Merhum cumhurbaşkanı Turgut Özal, ABD başkanı Baba Bush’la olan özel diyaloğu neticesinde birinci körfez krizinde Musul-Kerkük’e yönelik askeri operasyonu gerçekleştirmek istedi. Ancak dönemin genelkurmay başkanı merhum Necip Torumtay’ın istifası, bu askeri operasyonu engelledi. Birinci körfez krizi sonrasında kurulan Irak masasında Türkiye’nin olmayışı üzerine ABD’li yetkiliye sorulan “masada niçin Türkiye yok?” sorusuna “oltadaki balık yem istemez” şeklinde verilen cevap, geçmişteki Türkiye-ABD ilişkilerini çok güzel bir şekilde özetliyordu.

Iceberg gibi..

 Sürekli iniş çıkışlarla günümüze kadar gelen Türkiye-ABD ilişkilerine yönelik bir Iceberg benzetmesinde bulunmak herhalde yanlış olmayacaktır. Türkiye-Amerika politikalarına suyun üstündeki yapıya göre değil, su altındaki büyük kütleyi temel alarak bakmak daha mantıklı bir yaklaşım olacaktır. Geçen dönemde sadece ABD’nin taleplerini yerine getirme şeklinde ilerleyen ilişkiler, artık farklı bir yapıya evirildi. Türkiye uluslararası ilişkiler bazında sadece ABD’nin gözlerinin içine bakmak yerine, kendi milli menfaatlerini önceleyen bir strateji ile yoluna devam ediyor.

ABD ile ilişkilerin kağıt üzerinde olumlu yönde tavan yaptığı süreç, başkan Barack Obama döneminde gerçekleşti. ABD’nin o meşhur müttefiklerine verdiği sözde motivasyon, bir dönem Türkiye için de çok etkili oldu. Obama’nın teşvikiyle Suriye’ye giren Türkiye’nin, o coğrafyada yalnız olduğunu anlaması pek de uzun sürmedi. ABD, Türkiye’ye bölgede kurulması planlanan Kürt devletinin korumalığını yaptırmak istedi. Aslında bu yönde atılan adımın amacının Ortadoğu’da İsrail’in güvenliğini sağlamak olduğu anlaşıldı. Türkiye, ABD’nin Suriye’de attığı adımların, Türkiye’den de toprak alınarak yeni bir devletin kurulması niyetini taşıdığını çok da geç olmadan anladı. Türkiye, Suriye bataklığına sokuluşunu özgün bir stratejiyle kendi lehine çevirmesini bildi. Birbiri ardına yapılan askeri operasyonlar ABD’nin Suriye politikalarına büyük darbe vurdu.

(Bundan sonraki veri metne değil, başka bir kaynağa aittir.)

PR #912, opened 2025-03-14
Added extra regex source generators

SjorsGoering:
Added a regex source generator in the BaseEndpoint and 2 in the OperationProcessor for Swagger.
Noticed that v6 will only support net8.0+ so I updated also the nuget package description.

### DIFF
--- a/Src/Generator/Extensions.cs
+++ b/Src/Generator/Extensions.cs
@@ -1,33 +1,41 @@
-﻿#pragma warning disable IDE1006
-    using System.Text;
-    using System.Text.RegularExpressions;
-    using Microsoft.CodeAnalysis;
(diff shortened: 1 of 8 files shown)


dj-nitehawk:
can you rerun the benchmark with the memory diagnoser enabled? wanna see if the stringbuilder and the foreach causes more memory allocations than the compiled & cached regex.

Amerika Birleşik Devletleri, bugünden yarına bölgede bir Kürt devleti kurulmasının mümkün olmadığını anladı. Anladı anlamasına ama bölgedeki YPG-PKK yapılanmasına gerek askeri gerekse eğitim alanında büyük yardımlarda bulunmaya devam etti. Trump’lı yıllara gelindiğinde ise Türkiye-ABD ilişkilerinin durumu eski dönemlerden farksızdı. ABD, Obama sonrası bu yeni dönemde de her şeyin eskisi gibi olacağı yanılgısına düştü. “Her türlü resti çekeceksin, her şeyi yaptırmaya çalışacaksın sonra da ortalıktan bahsedeceksin” şeklindeki kısır döngüyü Recep Tayyip Erdoğan kırdı. Evet, yürüttüğü politikalarla Türkiye’nin önceki dönemlerde göründüğü gibi “oltadaki balık” olmadığını, ABD’nin bir uydusu değil, kendi haklarını koruyan etkili bir müttefik olduğunu bütün dünyaya gösterdi.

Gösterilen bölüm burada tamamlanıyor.